Kass explains that while the typical implanted pacemaker has only one wire that stimulates the right side of the heart, the CRT pacemaker has two wires. The second wire goes to the surface of the left side of the heart to enable both sides of the heart to be stimulated together.
CRT helps people whose hearts beat out of sync -- one side is activated to "beat" before the other, preventing the muscle from pumping blood evenly. This condition is known as dyssynchrony. CRT "paces" the rhythms of both sides to restore a coordinated beat.
In their experiments, the researchers used an animal model of heart failure with dyssynchrony and also examined the impact of CRT on the heart. By studying isolated muscle tissue and muscle cells, they examined the relationship between contraction and the calcium that triggers it. In the hearts that beat out of sync, force from the muscle cells and the level of calcium needed to generate contractions were very much reduced. CRT improved contraction force more than calcium, and this led to the discovery that CRT had increased the sensitivity of the muscle to calcium.
The next question was how this change had occurred. Calcium sensitivity is a property of the proteins that form the contracting "engine" of muscle, so the investigators examined how these proteins had been biochemically altered by CRT. After ruling out all the known ways this might have occurred, they turned to a newer approach, testing for changes in more than 150 proteins and discovered that CRT specifically modified 13 of them.
"Once we discovered which proteins were being altered, we were able to identify an enzyme likely responsible for these changes," noted lead author Jonathan Kirk, Ph.D., a post-doctoral fellow at the Johns Hopkins University School of Medicine. Working with heart muscle and isolated cells from the same animal models, the researchers found that the enzyme turned out to be GSK-3 beta, which was able to convert the behavior of muscle cells from a heart that was beating out of sync to what looked like heart cells that had received CRT, essentially mimicking the effect of CRT.
In further lab experiments, Kass and his colleagues found that although GSK-3 beta was inactive in muscle from a failing and dyssynchronous heart, it was reactivated by CRT. When that happened, the enzyme altered the motor proteins so that they generated greater force using the same amount of calcium-based activation.

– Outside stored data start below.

PR #1264, opened 2019-08-05
Set dpi at 200 for all books

helenemccarron:
No more huge images!


styles/templates/template1/_settings.scss
```diff
@@ -33,14 +31,16 @@
...
-    RootTypography: (
+    BookRoot: (
       font-family: (_ref: 'typography:::sansFont'), //book default font
       font-size: (_ref: 'typography:::baseFontSize'), //base font size
       line-height: (_ref: 'typography:::baseLineHeight'), //base font height
-      color: (_ref: "colorMap:::fontBodyColor")
-    )
+      color: (_ref: "colorMap:::fontBodyColor"),
+      prince-image-resolution: "auto, 200dpi",
+      prince-background-image-resolution: "200dpi"
```
tomjw64:
```suggestion
      prince-background-image-resolution: 200dpi
```

styles/templates/template1/_settings.scss
```diff
@@ -33,14 +31,16 @@
...
+    ),
   ),
-));
+))
```
tomjw64:
```suggestion
));
```

styles/templates/template1/_settings.scss
tomjw64: Not required. Just more "css-y"

styles/templates/template1/_settings.scss
tomjw64: Should probably include the semicolon, just in case a statement is added after this one.

PR #1266, opened 2019-08-06
Allow pdf docker-compose service to find styles/icons

tomjw64:
Hopefully once this gets merged, devs and QA should be able to use `docker-compose run --rm build-pdf [book]` and get consistent results.


tomjw64:
@karenc That might be nice, since this is turning out to be a not-so-nice kind of patch.

karenc:
@tomjw64 Let me try that out and see how that looks :+1:

PR #1267, opened 2019-08-06
Tag ToC pages for styling

tomjw64:


recipes/mixins/_toc.scss
```diff
@@ -186,12 +223,31 @@
...
+          move-to: eob-toc;
+          class: "os-toc-chapter";
+        }
+        &.os-solution-container::after {
+          content: pending(eoc-toc);
+          attr-cnx-archive-uri: attr(id);
+          attr-cnx-archive-shortid: string(chap-shortid);
+          container: li;
+          move-to: eob-toc;
+          class: "os-toc-solutions";
```
helenemccarron: Is what is unique about the solutions the fact they are a composite chapter? If so, should the class be `os-toc-composite-chapter`?

PR #1273, opened 2019-08-07
Horizontal rhythm

helenemccarron:
A function to align things horizontally using the horizontal unit decided upon by UX.


styles/templates/template1/parts/_index-settings.scss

"It had never been shown before that GSK-3 beta could modify motor proteins in the heart to make them more sensitive to calcium. It is surprising that this same type of effect can be produced by a pacemaker therapy like CRT," says Kass.
Nearly all existing medications for heart failure increase heart contraction by enhancing levels of calcium available to muscle cells, but over time, these higher levels can be toxic to the heart.

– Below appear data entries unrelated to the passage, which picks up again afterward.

Issue #437, opened 2018-07-02
carnival theme: footnotes


damondemar:
![Screen Shot 2019-08-06 at 4 58 46 PM](https://user-images.githubusercontent.com/11299125/62580297-7c6c6200-b86b-11e9-84a9-a1fc40ac86e5.png)

Should be Alegreya Regular 1.2rem (9pt)
Width of line: 110 px (11rem)
Line stroke weight: 0.5pt 
Line is 1 line height above the text

** All footnotes across all titles so be NO SMALLER than 1.2rem (9pt)
Footnotes are generally a superscript number BUT should be able to support symbols as well

lwtchu:
@wilkus27 i added more specs. let me know if you need any clarification!

wilkus27:
Thank you! :smiley:

Stackblocks:
Please take a look at the footnotes, they're interacting weirdly with their neighbors. 

![image.png](https://images.zenhubusercontent.com/5af1f4c24b5806bc2bd257f2/ea821edd-05f4-4d3a-baea-6e77fa516a3c)
---
![image.png](https://images.zenhubusercontent.com/5af1f4c24b5806bc2bd257f2/2316ca9d-534d-4cd3-80b1-e4fcd5bbd155)

wilkus27:
About first screenshot, this is the part of content, regular list, not footnote.

About second one, generally footnotes should display at the bottom of the page with last paragraph of module which contains footnote call. After discussion with Helene: the future goal will be to prevent the titles and learning objectives to be breaking apart.

Stackblocks:
Following review by Helene and Natalia, marking as closed. We will handle the content breaking issue in a separate tracker.

PR #1275, opened 2019-08-08
#437 - footnotes

wilkus27:
Issue https://github.com/openstax/cnx-recipes/issues/437.


wilkus27:
@helenemccarron This is how it displays currently:

image

I need to removed space between text and border. It's so big because in the content footnotes have title:

image

At this moment I removed it by 

image

But maybe better way will be to trash it by recipes.

wilkus27:
Should I also style footnote calls?

image

Usually, it could be done by prince properties.
But in this case footnotes are created in the content.

This is the markup from `collection.assemble.xhtml`

image

So that's why I change content to `none` for `::fotnote-call` and `::footnote-marker`

image

Please let me know if I wrong understand it.

helenemccarron:
@wilkus27 Regarding the spacing, have you tried `display: none`, this should remove the entire element from the DOM as opposed to removing its content. You may want to research the difference between `display: none` and `visibility: none`, one removes it altogether from the dom, the other one just hides the content. `content:none` is rarely, if not never used in CSS to hide content. 

For your second question, the footnotes should be moved as part of the baking, isn't that the case? (your screenshot shows collection.assembled, not collection.baked. And yes, you should style the footnote marker (the link in the content) as well.

wilkus27:
@helenemccarron Thank you for a hint with `display: none`. That's what I was looking for :) 

About second problem, I think I asked the wrong question. What I want to know is, is it a good solution that I removed footnote call and marker created by prince?

I was confused, because usually there is such markup:

```
Some text <span class="some-class">Content of footnote</span> some text.
```
And using `float: footnote` for class `some-class` we get footnote area at the end of the page with automatically created footnote markers and content of the footnote and also footnote call is created in the place where is the span with this class.

In our case footnote markers and calls are already created:

image

image

image

And content of footnotes is at the end of the module, so when I'm using `float: footnote` for a `[data-type="footnote-refs"]` prince moved the whole container to the footnote area, but it generates footnote call at the end of the module not in the text.

image


So as I said, I removed them and styled the existing ones. 
Should I remove existing calls and markers and try to find a way to generate them by prince in proper place?

styles/templates/template1/parts/_footnotes-settings.scss
```diff
@@ -0,0 +1,51 @@
+@import 'templates/template1/colors';
+@import 'templates/template1/typography';
+
+@include add_settings ((
+    Footnotes: (
+        _selectors: ('[data-type = "footnote-refs"]'),
+        Container: (
+            color: (_ref: 'colorMap:::fontBodyColor'),
+            line-height: line-height(1),
+            font-family: (_ref: 'typography:::baseFont'),
```
helenemccarron: I this necessary, the basefont should be inherited

styles/templates/template1/parts/_footnotes-settings.scss
```diff
@@ -0,0 +1,51 @@
...
+            font-size: font-scale(1),
+        ),
+        Border: (
+            border-top-color: (_ref: 'colorMap:::fontBodyColor'),
+            border-top-width: not-implemented(0.5pt),
+            width: not_implemented(11rem),
```
helenemccarron: can you use the newly implemented grid() function? One grid unit = 10px

styles/templates/template1/parts/_footnotes-settings.scss
```diff
@@ -0,0 +1,51 @@
...
+            padding-bottom: not_implemented(1.8rem),
```
helenemccarron: Can you use the newly implemented vertical-rhythm() function?

styles/templates/template1/parts/_footnotes-settings.scss
```diff
@@ -0,0 +1,51 @@
...
+        ),
+        Title: (
+            display: none,
+        ),
+        List: (
+            list-style: none,
+            margin: not-implemented(0),
```
helenemccarron: Can you please use the spacing functions? Also, in general, we avoid setting top margins and top padding, so it could be avoided, it would be great (this is a special occurance, though, since it's very unlikely a footnote would end up on top of page) but I thought I'd let you know for later :D

styles/templates/template1/parts/_footnotes-settings.scss
wilkus27: Inherited font is IBM Plex Sans. In specs from https://github.com/openstax/cnx-recipes/issues/437 font in footnotes should be Alegreya.

styles/templates/template1/parts/_footnotes-settings.scss
wilkus27: After merged new changes I implemented h-grid.

styles/templates/template1/parts/_footnotes-settings.scss
wilkus27: After merged new changes I implemented v-grid.

styles/templates/template1/parts/_footnotes-settings.scss
wilkus27: I wasn't sure which functions should I implement here. You meant h-grid and v-grid? 

I'm also wondering that maybe this could be removed after merge https://github.com/openstax/cnx-recipes/pull/1284/commits/9ce72737ee1e37e5204ea3c1491143a368d047bd. There margin and padding are specified for `ul` in `_reset.scss`.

Altering the calcium sensitivity of the muscle is not the only way CRT can improve heart function. In a study published in 2011, Kass and colleagues also showed that CRT enables heart muscle to respond to hormones, such as adrenaline, which stimulates pumping ability, in a similar way to what happens during exercise.

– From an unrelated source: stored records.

PR #326, opened 2025-03-19
Feature/finished/fixed null pointer for submit button enable disable

swaroopsalvi:


carldea (approved):
@swaroopsalvi Good find. Glad we are using subscribe() more (instead of addListener). Thank you!

PR #328, opened 2025-03-19
Feature/ikm 20250319 rework reasoner flow

emays:


classification/src/main/java/dev/ikm/komet/reasoner/ReasonerResultsNode.java
```diff
@@ -113,26 +115,29 @@ public ReasonerResultsNode(ViewProperties viewProperties, KometPreferences nodeP
 				LOG.info("Default ReasonerService: " + this.reasonerService.getName());
 				menuItems.add(new SeparatorMenuItem());
 				{
-					MenuItem item = new MenuItem("Run full reasoner");
-					item.setOnAction(ae -> {
-						runFullReasoner();
+					MenuItem item = new MenuItem("Run reasoner");
+					item.setOnAction(_ -> {
+						runReasoner();
```
carldea, line 120: @emays Out of curiosity could the UI just have a single menu option to Run Reasoner?
The thought was if the system knew it was previously run, couldn't it just run the incremental reasoner?
Does the user really need to know?

carldea (approved):
Looks good to me. Glad the user has one option to run the reasoner (as opposed to two).

PR #332, opened 2025-03-20
Feature/finished/iia 1648 data on the left side of semantic window reverts back to its previous value after user close and reopen the window

swaroopsalvi:
This fix is a better approach than the previous one since it shows if the transaction exists for the current submit request as well as pulls in the latest transaction more accurately.


carldea (approved):
Looks good! We'll revisit when we resolve survive reboot and autosave.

The Kass Lab played a key role in developing CRT for use in patients in the late 1990s. The Food and Drug Administration approved CRT in 2001, and it is widely used today to improve symptoms and help people live longer.
In an unusual twist to the way therapies are usually developed, CRT was first tested in patients, but the biological mechanisms as to why it worked were not understood. The new work is running the discovery clock backwards, revealing these mechanisms and their potential to benefit many patients with heart failure.